2017-02-17  |  06:30
Play
Current Time 0:00
/
Duration Time 0:00
Remaining Time -0:00
Stream Type LIVE
Loaded: 0%
Progress: 0%
00:00
Fullscreen
00:00
Mute
Playback Rate
1

    Zaledwie 3 na 10 konsumentów czyta etykiety na artykułach spożywczych. Najczęściej sprawdzamy tylko termin przydatności do spożycia, a na pozostałe informacje nie zwracamy uwagi. Zgodnie z przepisami nawet na najmniejszym opakowaniu muszą znaleźć się takie informacje, jak nazwa produktu, lista alergenów, zawartość netto oraz data minimalnej trwałości lub termin przydatności do spożycia. Na nieco większych znajdziemy również skład, warunki przechowywania czy użycia i wartość odżywczą. Dzięki lekturze etykiet możemy robić świadome zakupy i wybierać takie produkty, które będą miały korzystny wpływ na nasze zdrowie.

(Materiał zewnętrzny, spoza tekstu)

PR #12052, opened 2026-07-02
feat(composer-crx): use a Chrome side panel instead of a popup

richburdon:
## Summary

Converts the Composer browser extension (`composer-crx`) from a toolbar **popup** to a Chrome **side panel**, and fixes the MV3 issues that surfaced along the way (CSP, first-install content-script reachability, and messaging errors).

### Side panel
- Registered `panel.html` as the extension's side panel (`side_panel.default_path`), added the `sidePanel` permission, and removed `action.default_popup` — a popup and an action-click side panel are mutually exclusive. Clicking the toolbar icon now opens the panel (`setPanelBehavior({ openPanelOnActionClick: true })`).
- Ported the full chat / page-actions / thumbnail UI from the old popup into `panel.tsx`, adapted for a **persistent** surface: it reacts to tab switches/navigation (`tabs.onActivated`/`onUpdated`) and picks up thumbnails via `storage.onChanged` (the popup read once on open and closed on blur).
- Deleted `popup.html` / `popup.tsx` and dropped the popup link/`openPopup()` fallback.

### MV3 fixes
- **CSP**: `ThemePlugin` injects an inline `<script>` into every page's `<head>`, which the MV3 `extension_pages` CSP (`script-src 'self'`, no hash/nonce allowed) blocks. Added a `transformIndexHtml` post-pass in `vite.config.ts` that strips it; the extension is dark-only (`Container` forces `themeMode='dark'`) so `class="dark"` on the pages covers first paint. Inline `<style>` tags are left intact.
- **First-install reachability**: declarative content scripts only inject on navigations *after* install, so already-open tabs had no receiver ("Receiving end does not exist"). `background.ts` now injects the declared content script into open http/https tabs on `onInstalled` via `browser.scripting.executeScript`.
- **Fire-and-forget messaging**: the `PAGE_ACTIONS_READY` handler returned the long-running `refreshRegistry` promise, holding the message channel open and producing "async response … channel closed" / "receiving end does not exist" when the SW suspended or the tab navigated. It's now fire-and-forget.
- **Connection-driven registry refresh**: removed the proactive startup `refreshRegistry()` probe that messaged tabs whose content script wasn't attached yet. Refresh is now driven by the content script announcing itself (`PAGE_ACTIONS_READY`) — the background never messages a tab it hasn't heard from. `refreshRegistry`'s unreachable-tab path logs at info (a missing content script is a normal state), matching the existing convention in `invoke.ts`.

### Types
- Added a minimal ambient `chrome.sidePanel` declaration in `typings.d.ts` (pinned `@types/chrome@0.0.125` predates the API and is excluded from tsconfig `types`).

## Reviewer notes
- No new `as`/`!` casts. `class="dark"` on the extension pages is intentional (dark-only UI).
- The literal "click toolbar icon → panel docks" and the context-menu `sidePanel.open()` gesture can't be automated from CI/agent tooling; they need a manual check with the unpacked extension. Everything else (SW health, CSP-clean pages, content-script injection, messaging) was verified.

## Verification
- Typecheck (tsgo), lint (0/0), and the full `composer-crx` test suite (104 tests) pass. Extension bundles cleanly; generated `manifest.json` has `side_panel` + `sidePanel` and no `default_popup`.

## Summary by CodeRabbit

* **New Features**
  * Replaced the toolbar popup with a dedicated side panel (popup removed) and set the side panel as the default UI.
  * Side panel now tracks the active tab, responds to saved thumbnail/config state, and drives clip/ping interactions.
  * Enabled dark-mode styling across the extension UI.
* **Bug Fixes**
  * Improved reliability by injecting content scripts into already-open HTTP/HTTPS tabs during install/reload.
  * Right-click and toolbar interactions now open the side panel immediately and more consistently.
  * Page action refresh is more tolerant when content scripts aren’t attached yet.
* **UI**
  * Adjusted image layout to prevent the image container from shrinking in flex layouts.


richburdon:
@coderabbitai Addressed both nitpicks in e3249807e9:

- **`vite.config.ts` — brittle strip regex:** the pattern now matches the `data-dxos-theme` marker attribute regardless of attribute order/extra attributes (`<script\b[^>]*\bdata-dxos-theme\b[^>]*>…`), and warns at build time if nothing was stripped — so a future ThemePlugin markup change surfaces in the build log instead of silently reintroducing the CSP violation.
- **`panel.tsx` — duplicated active-tab query:** extracted a `getActiveTab()` helper resolved at call time (preserving the intentional no-stale-closure behavior) and reused it from `useActiveTab`, `handlePing`, and `handleClip`.

Typecheck (tsgo), lint (0/0), and the 104-test suite pass.

PR #12071, opened 2026-07-03
feat(echo): support changing feed items by appending a new entry with the same id

dmaretskyi:
## Summary

Feeds are append-only logs, so a feed item cannot be edited in place. This adds change support for feed objects **through the existing `Obj.update` API** — no new API surface. Mutating a feed item persists a new entry to the feed with the **same id**, and reads collapse entries by id (keeping the latest) so queries observe the updated value.

Mechanism (all in `FeedHandle`, echo-client):
- Each decoded/appended feed object gets a persist-on-change subscription (`Obj.subscribe`). On mutation via `Obj.update`, a new entry with the same id is appended to the queue. Idempotent per object (`WeakSet` guard); `append` only touches hidden metadata + the local set, so it never re-triggers the subscription (no loop).
- `Obj.update` is synchronous, so the append is fire-and-forget. In-flight appends are tracked in `#pendingWrites`; `fetchObjectsJSON` (query `run` / ref resolution) and `sync` (push) drain them first, so a read or sync after a change deterministically observes it.
- Reads collapse entries by id, keeping the latest (`dedupeByIdKeepLast`), applied to the optimistic append view, the reactive refresh, and `fetchObjectsJSON`. Both the original and updated blocks remain in the append-only log.

Usage:
```ts
const [post] = await Feed.query(feed, Filter.type(Post)).run;
Obj.update(post, (p) => { p.title = 'Updated'; }); // appends a new entry with post's id
```

## Changes

- `packages/core/echo/echo-client/src/feed/feed-handle.ts` — persist-on-change subscription, pending-write tracking + drain in `fetchObjectsJSON`/`sync`, and id-collapsing (`dedupeByIdKeepLast`) across the read paths.
- `packages/core/echo/echo-client/src/feed/feed.test.ts` — tests driving the feature.

(An earlier revision added a dedicated `Feed.change` / `Database.changeFeedItem` API; per review it was removed in favor of the existing `Obj.update`, so `Feed.ts` / `Database.ts` / `proxy-db/database.ts` are unchanged from `main`.)

## Tests

`describe('change')` in `feed.test.ts`:
1. `Obj.update` on a feed item persists a new version with the same id — a re-query returns the single latest version, and the queue retains both blocks (append-only).
2. The change is visible to a **fresh client** reading the queue from scratch (after `sync`).
3. `query.subscribe` reflects a changed feed item.

## Preview

https://pr-12071.composer-app.pages.dev

https://claude.ai/code/session_01PNiYNkVm2v4JiSYn8V4uLk

## Summary by CodeRabbit

* **New Features**
  * Feed items now stay in sync when updated, with the latest value shown for each item ID.
  * Live query subscriptions and refreshes now correctly reflect `Obj.update` changes.

* **Bug Fixes**
  * Duplicate feed entries are collapsed so only the most recent version per ID is shown.
  * Reading feed data now skips invalid entries instead of failing the entire result.

### DIFF
--- a/packages/core/echo/echo/src/Database.ts
+++ b/packages/core/echo/echo/src/Database.ts
@@ -180,6 +180,19 @@ export interface Database extends Queryable {
   deleteFromFeed(feed: Feed.Feed, entities: Entity.Unknown[]): Promise<void>;
 
   /**
+   * Applies a mutation to a feed item and persists the result.
+   *
+   * Feeds are append-only logs, so a change is stored as a new entry with the same id rather than
+   * an in-place edit. Reads collapse entries by id (keeping the latest), so queries observe the
+   * updated value.
+   */
+  changeFeedItem<T extends Obj.Unknown>(
+    feed: Feed.Feed,
+    item: T,
+    callback: (item: Obj.Mutable<T>) => void,
+  ): Promise<void>;
+
+  /**
    * Wait for all pending changes to be saved to disk.
    * Optionaly waits for changes to be propagated to indexes and event handlers.
    */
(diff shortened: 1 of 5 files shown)


packages/core/echo/echo/src/Database.ts
```diff
@@ -179,6 +179,19 @@ export interface Database extends Queryable {
...
   deleteFromFeed(feed: Feed.Feed, entities: Entity.Unknown[]): Promise<void>;
 
+  /**
+   * Applies a mutation to a feed item and persists the result.
+   *
+   * Feeds are append-only logs, so a change is stored as a new entry with the same id rather than
+   * an in-place edit. Reads collapse entries by id (keeping the latest), so queries observe the
+   * updated value.
+   */
+  changeFeedItem<T extends Obj.Unknown>(
```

    Eksperci zaznaczają, że etykiety żywności oferowanej konsumentom w opakowaniach muszą być czytelne, nieusuwalne, zrozumiałe. Nie mogą wprowadzać w błąd i pomijać istotnych informacji.

    – Etykiety to podstawowe źródło informacji o produkcie i to właśnie one pozwalają nam dokonać świadomego wyboru żywieniowego. Dlatego warto się z nimi zapoznać, bo w ten sposób możemy odpowiedzieć sobie na pytanie, czy to jest na pewno produkt dla mnie lub dla mojego dziecka. Duża grupa konsumentów to alergicy, a na etykiecie znajdziemy również informacje o tym, czy te produkty mogą się znaleźć bezpiecznie w ich diecie – mówi agencji informacyjnej Newseria Lifestyle Katarzyna Zadka, specjalista ds. żywienia programu „Żyj smacznie i zdrowo”, prowadzonego przez markę Winiary.

    Najważniejsze informacje, które powinny się znaleźć na etykiecie produktu, to nazwa, termin przydatności do spożycia czy data minimalnej trwałości, a także skład produktu, wartości odżywcze i masa netto.

    Pamiętajmy, że również sposób, w jaki zapisywane są informacje o składzie, podlega pewnym regulacjom. Składniki powinny być umieszczone w kolejności malejącej, czyli ten, który jest na pierwszym miejscu, znajduje się w największej ilości w produkcie. Po drugie, w tym składzie powinny być odpowiednio wyróżnione alergeny. Producenci robią to w różny sposób, używając dużych liter czy pogrubiając czcionkę. Co ważne, jeżeli np. w produkcie mamy oleje roślinne, to zawsze powinno być podane, jakiego są rodzaju – tłumaczy Katarzyna Zadka.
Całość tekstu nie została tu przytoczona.